→ **What to work on**
Find the word "possible" in the listing. Copy out each line where it occurs.

_ _ _

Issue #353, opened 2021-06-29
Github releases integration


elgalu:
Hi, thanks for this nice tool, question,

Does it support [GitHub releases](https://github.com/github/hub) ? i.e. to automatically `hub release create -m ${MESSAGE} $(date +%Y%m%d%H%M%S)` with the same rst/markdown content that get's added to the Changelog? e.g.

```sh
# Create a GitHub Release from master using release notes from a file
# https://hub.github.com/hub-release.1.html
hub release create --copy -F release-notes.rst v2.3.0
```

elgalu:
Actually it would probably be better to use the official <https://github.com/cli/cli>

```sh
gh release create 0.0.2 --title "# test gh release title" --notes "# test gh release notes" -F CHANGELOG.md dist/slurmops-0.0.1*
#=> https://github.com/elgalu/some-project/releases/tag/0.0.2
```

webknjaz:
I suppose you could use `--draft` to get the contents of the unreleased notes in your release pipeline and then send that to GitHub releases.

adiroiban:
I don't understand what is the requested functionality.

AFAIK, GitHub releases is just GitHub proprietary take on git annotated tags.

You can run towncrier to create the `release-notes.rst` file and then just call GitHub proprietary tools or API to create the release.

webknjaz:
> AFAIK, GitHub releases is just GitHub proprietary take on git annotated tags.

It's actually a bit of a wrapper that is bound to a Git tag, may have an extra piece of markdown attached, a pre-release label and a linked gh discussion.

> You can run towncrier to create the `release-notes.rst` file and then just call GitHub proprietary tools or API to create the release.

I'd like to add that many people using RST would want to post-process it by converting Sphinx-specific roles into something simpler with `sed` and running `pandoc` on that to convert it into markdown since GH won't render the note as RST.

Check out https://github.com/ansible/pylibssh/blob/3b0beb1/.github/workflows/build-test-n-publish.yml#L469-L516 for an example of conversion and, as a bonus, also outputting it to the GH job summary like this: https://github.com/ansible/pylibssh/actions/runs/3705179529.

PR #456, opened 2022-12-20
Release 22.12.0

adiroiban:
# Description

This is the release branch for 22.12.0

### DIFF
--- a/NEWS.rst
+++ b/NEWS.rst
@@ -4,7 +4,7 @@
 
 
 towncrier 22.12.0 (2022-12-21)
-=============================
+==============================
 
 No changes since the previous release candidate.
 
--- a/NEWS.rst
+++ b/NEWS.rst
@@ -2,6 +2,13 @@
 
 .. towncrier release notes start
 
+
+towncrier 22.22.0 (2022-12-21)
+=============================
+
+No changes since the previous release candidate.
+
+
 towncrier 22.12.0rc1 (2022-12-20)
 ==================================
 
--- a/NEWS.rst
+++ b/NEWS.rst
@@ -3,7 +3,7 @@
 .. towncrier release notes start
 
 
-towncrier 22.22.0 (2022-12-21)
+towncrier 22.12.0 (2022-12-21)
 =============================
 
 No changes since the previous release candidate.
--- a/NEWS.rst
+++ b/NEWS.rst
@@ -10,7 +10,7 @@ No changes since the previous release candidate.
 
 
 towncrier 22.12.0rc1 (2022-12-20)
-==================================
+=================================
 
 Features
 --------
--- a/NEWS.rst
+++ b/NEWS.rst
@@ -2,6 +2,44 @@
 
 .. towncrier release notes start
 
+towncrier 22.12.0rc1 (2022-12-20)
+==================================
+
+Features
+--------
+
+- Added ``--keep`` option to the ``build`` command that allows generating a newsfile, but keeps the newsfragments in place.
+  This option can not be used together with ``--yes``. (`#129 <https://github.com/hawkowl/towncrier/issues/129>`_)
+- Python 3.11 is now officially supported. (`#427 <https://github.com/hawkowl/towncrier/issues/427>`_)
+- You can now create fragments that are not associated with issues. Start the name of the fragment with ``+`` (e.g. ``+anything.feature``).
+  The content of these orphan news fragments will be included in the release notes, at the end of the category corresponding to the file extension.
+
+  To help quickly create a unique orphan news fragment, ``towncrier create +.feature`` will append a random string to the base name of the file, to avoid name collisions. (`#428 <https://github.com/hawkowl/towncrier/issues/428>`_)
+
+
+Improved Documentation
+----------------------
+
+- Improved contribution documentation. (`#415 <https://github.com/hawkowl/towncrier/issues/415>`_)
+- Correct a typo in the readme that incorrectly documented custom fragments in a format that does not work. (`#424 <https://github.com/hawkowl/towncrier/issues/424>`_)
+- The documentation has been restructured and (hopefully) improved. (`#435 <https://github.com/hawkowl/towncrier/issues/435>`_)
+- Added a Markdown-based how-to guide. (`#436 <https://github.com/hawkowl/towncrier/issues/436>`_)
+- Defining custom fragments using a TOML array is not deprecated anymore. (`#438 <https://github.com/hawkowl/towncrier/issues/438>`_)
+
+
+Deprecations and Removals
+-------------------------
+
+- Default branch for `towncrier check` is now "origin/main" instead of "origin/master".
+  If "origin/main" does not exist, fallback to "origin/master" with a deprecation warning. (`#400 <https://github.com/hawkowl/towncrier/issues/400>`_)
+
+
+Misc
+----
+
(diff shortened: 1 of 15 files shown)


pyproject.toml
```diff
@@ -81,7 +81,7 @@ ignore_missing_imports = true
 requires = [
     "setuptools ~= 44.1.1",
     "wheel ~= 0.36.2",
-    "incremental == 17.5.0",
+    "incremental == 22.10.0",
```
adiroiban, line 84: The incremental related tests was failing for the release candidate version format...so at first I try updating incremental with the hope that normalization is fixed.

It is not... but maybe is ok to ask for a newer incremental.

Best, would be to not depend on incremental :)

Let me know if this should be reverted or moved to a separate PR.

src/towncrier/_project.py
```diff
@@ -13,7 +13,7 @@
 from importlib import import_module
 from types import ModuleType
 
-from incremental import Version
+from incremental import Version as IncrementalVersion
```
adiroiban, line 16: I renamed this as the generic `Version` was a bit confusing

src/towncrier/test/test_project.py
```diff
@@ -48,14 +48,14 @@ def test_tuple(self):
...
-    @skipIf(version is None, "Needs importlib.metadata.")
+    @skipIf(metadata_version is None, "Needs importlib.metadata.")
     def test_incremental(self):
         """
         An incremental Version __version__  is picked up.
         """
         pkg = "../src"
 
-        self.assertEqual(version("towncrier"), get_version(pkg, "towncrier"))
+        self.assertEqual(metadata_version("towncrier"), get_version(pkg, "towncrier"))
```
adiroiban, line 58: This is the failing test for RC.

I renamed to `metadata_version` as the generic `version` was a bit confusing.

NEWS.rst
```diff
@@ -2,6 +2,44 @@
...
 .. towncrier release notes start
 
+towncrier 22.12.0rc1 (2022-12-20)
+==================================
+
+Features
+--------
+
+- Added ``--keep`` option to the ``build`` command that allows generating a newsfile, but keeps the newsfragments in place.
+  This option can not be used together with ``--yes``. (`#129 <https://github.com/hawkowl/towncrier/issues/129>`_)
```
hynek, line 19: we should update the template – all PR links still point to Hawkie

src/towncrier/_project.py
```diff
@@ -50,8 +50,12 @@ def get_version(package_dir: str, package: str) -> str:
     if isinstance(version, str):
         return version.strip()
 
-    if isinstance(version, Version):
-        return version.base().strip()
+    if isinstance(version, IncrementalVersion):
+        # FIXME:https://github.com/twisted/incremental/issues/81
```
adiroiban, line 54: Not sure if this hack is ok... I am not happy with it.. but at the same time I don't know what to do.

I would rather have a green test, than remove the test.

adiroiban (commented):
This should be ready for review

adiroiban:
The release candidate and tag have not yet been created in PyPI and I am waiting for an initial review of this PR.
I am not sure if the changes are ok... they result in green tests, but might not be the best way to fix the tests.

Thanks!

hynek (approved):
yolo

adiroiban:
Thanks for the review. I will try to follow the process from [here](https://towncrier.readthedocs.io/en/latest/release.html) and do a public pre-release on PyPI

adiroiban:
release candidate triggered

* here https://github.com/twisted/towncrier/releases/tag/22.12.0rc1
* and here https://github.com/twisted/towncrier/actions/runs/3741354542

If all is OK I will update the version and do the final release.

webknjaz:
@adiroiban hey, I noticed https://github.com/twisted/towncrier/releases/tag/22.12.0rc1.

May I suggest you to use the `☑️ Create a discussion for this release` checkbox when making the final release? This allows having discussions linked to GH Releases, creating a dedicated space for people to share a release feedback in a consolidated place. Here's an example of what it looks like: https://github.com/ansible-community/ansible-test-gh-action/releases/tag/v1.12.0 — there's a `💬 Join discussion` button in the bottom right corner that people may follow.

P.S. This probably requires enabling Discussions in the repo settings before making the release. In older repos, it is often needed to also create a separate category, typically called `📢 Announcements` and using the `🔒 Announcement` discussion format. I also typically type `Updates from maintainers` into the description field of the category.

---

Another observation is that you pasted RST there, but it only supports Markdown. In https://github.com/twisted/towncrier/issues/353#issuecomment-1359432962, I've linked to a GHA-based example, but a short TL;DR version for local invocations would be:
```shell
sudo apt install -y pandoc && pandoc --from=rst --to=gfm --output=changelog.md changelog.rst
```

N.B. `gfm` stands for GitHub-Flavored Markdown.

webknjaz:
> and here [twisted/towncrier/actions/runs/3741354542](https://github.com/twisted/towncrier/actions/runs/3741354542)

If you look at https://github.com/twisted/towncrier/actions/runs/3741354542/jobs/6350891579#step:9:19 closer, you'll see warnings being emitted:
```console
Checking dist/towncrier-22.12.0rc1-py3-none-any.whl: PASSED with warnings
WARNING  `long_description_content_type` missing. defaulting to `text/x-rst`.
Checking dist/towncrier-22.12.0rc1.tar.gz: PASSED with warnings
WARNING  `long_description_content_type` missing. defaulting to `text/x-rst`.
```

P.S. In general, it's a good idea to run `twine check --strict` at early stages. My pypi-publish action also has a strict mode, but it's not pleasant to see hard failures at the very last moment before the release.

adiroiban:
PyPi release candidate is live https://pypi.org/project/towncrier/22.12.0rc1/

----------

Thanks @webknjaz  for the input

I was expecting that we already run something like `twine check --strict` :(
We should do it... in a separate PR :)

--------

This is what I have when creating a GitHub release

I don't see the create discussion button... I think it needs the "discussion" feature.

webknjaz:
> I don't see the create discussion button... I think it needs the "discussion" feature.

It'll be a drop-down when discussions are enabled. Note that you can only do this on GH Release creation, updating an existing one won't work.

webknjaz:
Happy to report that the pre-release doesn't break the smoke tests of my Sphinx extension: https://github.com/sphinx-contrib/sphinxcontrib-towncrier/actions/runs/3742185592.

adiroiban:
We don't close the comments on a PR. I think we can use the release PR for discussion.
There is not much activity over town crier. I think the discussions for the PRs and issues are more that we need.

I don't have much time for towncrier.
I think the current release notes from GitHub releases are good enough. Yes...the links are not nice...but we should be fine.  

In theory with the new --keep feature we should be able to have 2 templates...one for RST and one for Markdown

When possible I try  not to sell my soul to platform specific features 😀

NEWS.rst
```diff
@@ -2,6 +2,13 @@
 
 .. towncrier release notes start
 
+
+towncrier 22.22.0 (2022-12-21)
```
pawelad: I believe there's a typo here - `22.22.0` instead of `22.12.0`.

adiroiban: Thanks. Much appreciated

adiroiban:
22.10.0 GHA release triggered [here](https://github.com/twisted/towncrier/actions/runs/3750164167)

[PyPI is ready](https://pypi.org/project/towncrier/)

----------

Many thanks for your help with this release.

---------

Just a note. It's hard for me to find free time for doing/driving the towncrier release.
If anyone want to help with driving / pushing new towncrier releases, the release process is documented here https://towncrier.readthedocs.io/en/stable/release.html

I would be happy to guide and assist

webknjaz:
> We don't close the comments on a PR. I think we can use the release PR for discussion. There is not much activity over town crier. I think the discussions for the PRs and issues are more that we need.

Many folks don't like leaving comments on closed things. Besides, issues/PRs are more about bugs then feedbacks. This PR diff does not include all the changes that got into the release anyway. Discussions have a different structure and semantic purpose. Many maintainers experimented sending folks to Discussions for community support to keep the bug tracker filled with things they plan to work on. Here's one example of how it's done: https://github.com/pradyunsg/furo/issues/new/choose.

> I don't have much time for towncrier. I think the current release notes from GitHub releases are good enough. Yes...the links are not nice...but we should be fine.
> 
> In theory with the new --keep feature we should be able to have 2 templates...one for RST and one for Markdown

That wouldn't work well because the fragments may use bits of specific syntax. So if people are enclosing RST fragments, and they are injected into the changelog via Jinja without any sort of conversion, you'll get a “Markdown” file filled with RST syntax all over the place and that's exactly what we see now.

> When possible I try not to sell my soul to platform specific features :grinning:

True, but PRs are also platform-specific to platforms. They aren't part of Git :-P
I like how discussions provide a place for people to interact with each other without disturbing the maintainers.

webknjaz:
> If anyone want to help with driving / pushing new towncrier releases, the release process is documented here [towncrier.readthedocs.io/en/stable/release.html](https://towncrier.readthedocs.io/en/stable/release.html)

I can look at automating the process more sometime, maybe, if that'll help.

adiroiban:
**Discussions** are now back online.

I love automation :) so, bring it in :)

_ _ _

→ **Output of the exercise**
When possible I try  not to sell my soul to platform specific features 😀
> When possible I try not to sell my soul to platform specific features :grinning:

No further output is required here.